Open AlexDBlack opened 4 years ago
Since we're talking about TF 2.x and breaking backward compatibility anyway, another option to consider would be to support only the SavedModel format. This is what they have standardized on for serving purposes, and works without having to deal with Python or HDF5.
I would be fine with working on a subset of things and just having keras hdf5 be supported as is. @farizrahman4u this is your general area.
Update here: @farizrahman4u is going to look at the option of using our TF graph executor to support ops that DL4J doesn't support.
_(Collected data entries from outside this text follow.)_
PR #58093, opened 2025-05-17
[Blueprint] Prevent unsaved changes popup after successful export

### LINKED ISSUE #58047: [Blueprint] do not display unsaved changes popup after toggle export settings
in woocommerce/woocommerce#57657 We prevent unsaved changes popup after successful blueprint **import.**

We should do the same for the export section.

1. Go to WooCommerce > Settings > Advanced > Blueprints (beta)
2. Toggle export options
3. Navigate to any other section in the WP Admin dashboard
4. Verify that unsaved changes popup appears

BurakParsAydin:

Closes #58047  

1 .Go to **WooCommerce → Settings → Advanced → Blueprints (Beta)**
2. In the Export section, toggle one or more export options
3. Click the "Export" button
4. After the export completes, navigate to another page in the WP Admin (e.g., Dashboard)
5. **Expected**: No unsaved changes popup should appear

### Changelog entry

<details>

#### Significance

-   [x] Patch
-   [ ] Minor
-   [ ] Major

#### Type

#### Message 

Prevented the browser's 'unsaved changes' warning from appearing after a successful export in the Blueprint settings page

</details>

<details>

#### Comment 

</details>

## Summary by CodeRabbit

- **Bug Fixes**
  - Resolved an issue where the browser's "unsaved changes" warning appeared after successfully exporting settings on the Blueprint settings page. The warning will no longer display incorrectly after export.


chihsuan (commented):
Thanks for jumping in and helping out! @BurakParsAydin 

I can see that the current approach fixes the issue when user clicks the export button. However, we should prevent the unsaved changes warning when the user toggles the export options as well.

I believe the best way to do a similar change in #57657 is to add a wc-settings-prevent-change-event class around the export section.

Let me know if you have any questions.

BurakParsAydin:
@chihsuan Thanks for the feedback!

I understand your point and appreciate the suggestion to use. However, based on my local testing again, I’ve found that the current approach in this PR still prevents the unsaved changes warning when toggling options - not just on clicking the export button.

When I initially tested, I didn’t see the fix working until I did the following:

1. Ran `pnpm --filter='@woocommerce/plugin-woocommerce' build:admin`
2. Restarted Docker containers
3. Cleared the browser cache

After these steps, everything compiled cleanly, and I saw the warning on toggles if I don't click export button. 

That said, if there’s a specific flow where the warning still appears on your side, I’d be happy to revisit and explore alternative fixes like adding the class wrapper.

Let me know your thoughts!

chihsuan:
That's interesting. 🤔  I'm still seeing the warning on my end, and I verified that my local setup is running the most recent code.

As I understand it, the code you added is triggered only when the export button is clicked, which suggests it does not resolve the problem of the warning appearing when toggling options without pressing the export button. Anything I misunderstand?

BurakParsAydin:
@chihsuan Yes, the current implementation only addresses the case when the export button is clicked. I'll look into expanding the fix.

BurakParsAydin:
@chihsuan FYI, I’ve tried a few different approaches to avoid directly using `window.onbeforeunload = '';,` but unfortunately, none of them solved the issue as intended.

Here’s what I’ve attempted so far:
1. Wrapped the export section with `.wc-settings-prevent-change-event` – this successfully suppressed the unsaved changes warning, but it also disabled the warning when toggling options, which we still want to trigger.

2. Tried delegating a click handler on the export button using:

This might be a quick win (for DL4J and KS) until we have SameDiff-based Keras import.
If it's not going to be easy or reliable enough we'll switch to a Python/TF-based Keras inference engine for Konduit Serving.
SavedModel only would simplify things for us from an implementation perspective, but I don't think we should be dropping Keras support in the near term due to it being a popular file format.
We don't need to "drop" support for Keras. We can still use Keras in the background to export models to SavedModel, and use those at inference time.
@saudet +1, I am also against dropping any existing functionality.
Seamless (from the user's perspective) Keras to SavedModel conversion is an option, yes. We're already doing exactly that sort of thing in KS with DL4J Keras import.
But by the time we load it up in TF to convert it, we're 95% of the way there to doing inference directly in Python though. So the first step (python env + load into TF) is the same for conversion to SavedModel vs. python-based inference.
Not necessarily. We can do the conversion in another process, outside the JVM, so they are advantages.
Currently we use DL4J for serving Keras models. For the "old" multi-backend Keras, this is pretty robust. For TensorFlow 2.0 Keras models, they may include general TF ops (not just Keras layers) that DL4J can't load.
Not being able to reliably support all Keras models is a major problem, and needs to be rectified ASAP.
There's a few different options here.